Agreed, this is why I like the idea of searching parsed files, for example using scope selectors against code tokenized with a sublime-syntax grammar. Unfortunately, it means it needs to be parsed/indexed first, which is slower than a plain regex search.
I wonder if the AST built by Tree-Sitter could also help with this type of search - does anyone know of any existing solutions for this?
> does anyone know of any existing solutions for this?
https://semgrep.dev, though it's mostly an analysis tool it can be used as a search tool. IIRC it's not super fast, but for the cases where there is no way to really contort a regex into something suitable (the regex has way too many false positives and / or negatives) it works rather well.
> I like the idea of searching parsed files, for example using scope selectors against code tokenized with a sublime-syntax grammar.
I've been working on a trigram-based search engine with support for exactly this (via github.com/trishume/syntect) over the past several months and plan on open-sourcing it soon. Cool to see someone else with this idea!
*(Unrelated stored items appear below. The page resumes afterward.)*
Issue #4999, opened 2024-11-19
Cannot get profile status by profile ID (CLI flag is missing)


rdimitrov:
The issue is that we cannot get the status of a profile by its ID because the CLI flag is missing.

navnitms:
I would like to work on this issue

rdimitrov:
hey, @navnitms, of course, I've assigned it to you 👍 Thanks! 💯 🚀

navnitms:
@rdimitrov Just to clarify, am I correct in understanding that the requirement is to add a profileId flag to the "Get Profile Status" command?

rdimitrov:
Yes, one part of the task is to have something similar to the `-i/--id` flag we have for the `profile get` command. 

The other one is to add a new `GetProfileStatusById` handler similar to `GetProfileStatusByName` so you can tie all of this together 👍

navnitms:
I've started working on this issue

JAORMX:
Thank you!

rdimitrov:
Closing as completed 👍 Thank you @navnitms 💯

PR #5100, opened 2024-11-29
Add support for Get Profile Status By ID in Cli and Api

navnitms:
# Summary
Added support to get profile status by Profile Id in CLI
Reformatted GetProfileStatusByNameAndProject code to accommodate GetProfileStatusByIdAndProject
Reformatted GetProfileStatusByNameAndProject to reduce complexity to a permissible level (<15)

Fixes (#4999 )

## Change Type

# Testing

# Review Checklist:


navnitms:
Cant find any changes after running make gen

proto/minder/v1/minder.proto
```diff
@@ -606,6 +606,17 @@ service ProfileService {
         };
     }
 
+    rpc GetProfileStatusById (GetProfileStatusByIdRequest) returns (GetProfileStatusByIdResponse) {
+        option (google.api.http) = {
+            get: "/api/v1/profile/id/{id=**}/status"
```
eleftherias, line 611: Following the convention set by the other API endpoints, this should be
```suggestion
            get: "/api/v1/profile/{id}/status"
```

internal/controlplane/handlers_profile.go
```diff
@@ -644,3 +554,273 @@ func (s *Server) UpdateProfile(ctx context.Context,
...
+	if err := entityCtx.ValidateProject(ctx, s.store); err != nil {
+		return nil, status.Errorf(codes.InvalidArgument, "error in entity context: %v", err)
+	}
+
+	// Retrieve profile status
+	var dbProfileStatus interface{}
+	var getProfileErr error
+
+	switch id := profileIdentifier.(type) {
+	case string:
```
eleftherias, line 628: I worry that the switch statement here is fragile and makes it harder to follow the codepath.
Do you see a way to call `GetProfileStatusByNameAndProjectParams` or `GetProfileStatusByIdAndProjectParams` respectively in their corresponding top level functions and then pass the results to the helper?

cmd/cli/app/profile/status/status_get.go
```diff
@@ -76,6 +70,54 @@ func getCommand(ctx context.Context, cmd *cobra.Command, _ []string, conn *grpc.
...
+		if err != nil {
+			return nil, err
+		}
+
+		// Convert to the common response type
+		resp = &minderv1.GetProfileStatusResponse{
+			ProfileStatus:        nameResp.ProfileStatus,
+			RuleEvaluationStatus: nameResp.RuleEvaluationStatus,
+		}
+	}
```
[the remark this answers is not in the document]
navnitms: Updated the code and added the else case

internal/controlplane/handlers_profile.go
navnitms: Have refactored the code , to make the flow more simple to follow

navnitms:
@eleftherias Thanks for the review

proto/minder/v1/minder.proto
```diff
@@ -1919,6 +1930,55 @@ message GetProfileStatusByNameRequest {
...
+    // id is the id of the profile to get
+    string id = 2 [
+        (buf.validate.field).string = {uuid: true}
+    ];
+
+    EntityTypedId entity = 3;
+    bool all = 4;
+
+    // rule is the type of the rule. Deprecated in favor of rule_type
+    string rule = 5 [deprecated=true];
```
eleftherias, line 1954: Since this is a new API, we shouldn't add deprecated fields

internal/controlplane/handlers_profile.go
```diff
@@ -644,3 +554,256 @@ func (s *Server) UpdateProfile(ctx context.Context,
...
+
+	if extractFiltersErr != nil {
+		return nil, extractFiltersErr
+	}
+
+	// Retrieve rule evaluation statuses if needed
+	if selector != nil || isAllRequested(ctx) {
+		dbRuleEvaluationStatuses, err := s.store.ListRuleEvaluationsByProfileId(ctx, db.ListRuleEvaluationsByProfileIdParams{
+			ProfileID:    profileID,
+			EntityID:     *selector,
```
eleftherias, line 662: `selector` could be nil here which would result in a panic

internal/controlplane/handlers_profile.go
```diff
@@ -644,3 +554,256 @@ func (s *Server) UpdateProfile(ctx context.Context,
...
+
+func extractProfileDetails(dbProfileStatus interface{}) (
+	profileName string,
+	profileID uuid.UUID,
+	lastUpdated *timestamppb.Timestamp,
+	profileStatus string,
+	err error) {
+
+	switch ps := dbProfileStatus.(type) {
+	case db.GetProfileStatusByNameAndProjectRow:
```
eleftherias, line 722: The isn't much benefit in having a common helper function if it has switch statements which separate the code paths. 
In this case, we can change the signature of `processProfileStatus` to `processProfileStatus(ctx context.Context, profileName string, profileID uuid.UUID, lastUpdated *timestamppb.Timestamp, profileStatus string)` and then just pass the fields that we need:
```
	resp, err := s.processProfileStatus(
		ctx,
		dbProfileStatus.Name,
		dbProfileStatus.ID,
		timestamppb.New(dbProfileStatus.LastUpdated),
		string(dbProfileStatus.ProfileStatus),
	)
```

eleftherias (changes requested):
Thanks for the quick updates @navnitms!
I've left a few more comments inline.

eleftherias:
Hey @navnitms, happy new year! 
Do you think you'll have time to continue working on this enhancement?

navnitms:
Hey @eleftherias , Sorry for the delay
I was caught up in some work for a while
Sure i would love to complete this 
Also looking forward to contribute more

eleftherias:
No problem @navnitms and thank you for your work so far. Feel free to reach out if you have any questions.

navnitms:
Hey @eleftherias, Thanks for the support,
I have made the necessary updates

eleftherias (changes requested):
Thanks for the updates! I've left one comment inline.
There is also a change that needs to be made to the validators. Currently, the validator still requires a profile name. We should update it to require either a name or an ID:
https://github.com/mindersec/minder/blob/a02f7548b08561e4a9f4a1ddec629a90092c618b/pkg/api/protobuf/go/minder/v1/validators.go#L460-L471

navnitms:
Hi @eleftherias 

> There is also a change that needs to be made to the validators. Currently, the validator still requires a profile name. We should update it to require either a name or an ID:

I have some concerns about this proposed change. 
Are we planning for the validation to pass if only one of the ID or name is provided? Isn't the profile name supposed to be mandatory? Additionally, I couldn't find any instance where the validate function is called in relation to GetProfileStatus. Could you please clarify?

Additionally, I noticed that the check for whether profileId or profileName is passed is happening in the minder/cmd/cli/app/profile/get.go 


Apologies for the multiple iterations of review required for this PR.

eleftherias:
Thanks for you continued effort on this @navnitms! I really appreciate the conversation.

> Are we planning for the validation to pass if only one of the ID or name is provided? Isn't the profile name supposed to be mandatory? Additionally, I couldn't find any instance where the validate function is called in relation to GetProfileStatus. Could you please clarify?
Additionally, I noticed that the check for whether profileId or profileName is passed is happening in the minder/cmd/cli/app/profile/get.go

I see what you mean.
Since the `--id` flag was added to `status.go`, it will apply to both sub-commands, `profile status get` and `profile status list`. With the current changes if we run `minder profile status list --help` then it shows the option to use the `--id` flag, however it doesn't actually support it.
I see 2 options. Option 1 is to move the `id` flag to `status_get.go`. Option 2 is to implement getting the profile status by ID in `status_list.go` as well. With option 2 the validation will also need to be updated.
Do you have a preference between those options?

navnitms:
I find the second option to be more appropriate in this case.

Since we are already providing a method to get the profile status by ID, it makes sense to have the same functionality available when listing profiles as well.

However, I would prefer raising that as a separate PR, as this PR has become a bit cluttered.
That said, if you prefer merging those changes into this PR, that could also work.

eleftherias:
> I would prefer raising that as a separate PR, as this PR has become a bit cluttered.

That makes sense to me. Before merging this though, could you temporarily move the `id` flag to only the `profile get` command, or mark it as hidden?
The reasoning is that we release new versions of Minder frequently and we don't want to accidentally release a version with partially implemented code.

navnitms:
Sure, @eleftherias.
I have refactored the flags so that nothing breaks.

eleftherias (approved):

eleftherias:
Thank you for your contribution @navnitms!

navnitms:
Thanks for the active review @eleftherias , Will raise a separate PR for list profile status by id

You might also like https://comby.dev - it is aware of code structure without parsing files
> I've been working on a trigram-based search engine with support for exactly this (via github.com/trishume/syntect) over the past several months and plan on open-sourcing it soon.
Awesome, I look forward to that - you'll post a "show HN" for it, I hope? :)
Does syntect's lack of support for the newest sublime-syntax features cause you any problems?
> You might also like https://comby.dev - it is aware of code structure without parsing files
> Awesome, I look forward to that - you'll post a "show HN" for it, I hope? :) Does syntect's lack of support for the newest sublime-syntax features cause you any problems?
Show HN -> Yep :)
Lack of support for newest sublime-syntax features: less than you would expect, but a little for sure.
Most of the syntax definitions in the wild today don't really use the newer features, at Sourcegraph I wrote a little Rust HTTP server wrapping syntect[1] and we use it for all our syntax highlighting for the past several years, I would say it works on like 95% of code files even if you include a lot of additional syntaxes that are untested with Syntect[2]. That said, it does barf hard on some specific files - either taking a really long time to do the work or getting completely stuck in a busy waiting loop for some reason. That said, it's still the 2nd best syntax highlighter out there (second only to Sublime itself.)
One of my hopes for this side project is that I'll be able to contribute more time upstream with e.g. a more extensive test suite for Syntect against a much larger number of syntax definitions from the wild instead of just Sublime's built-in ones.
I wonder if the AST built by Tree-Sitter could also help with this type of search - does anyone know of any existing solutions for this?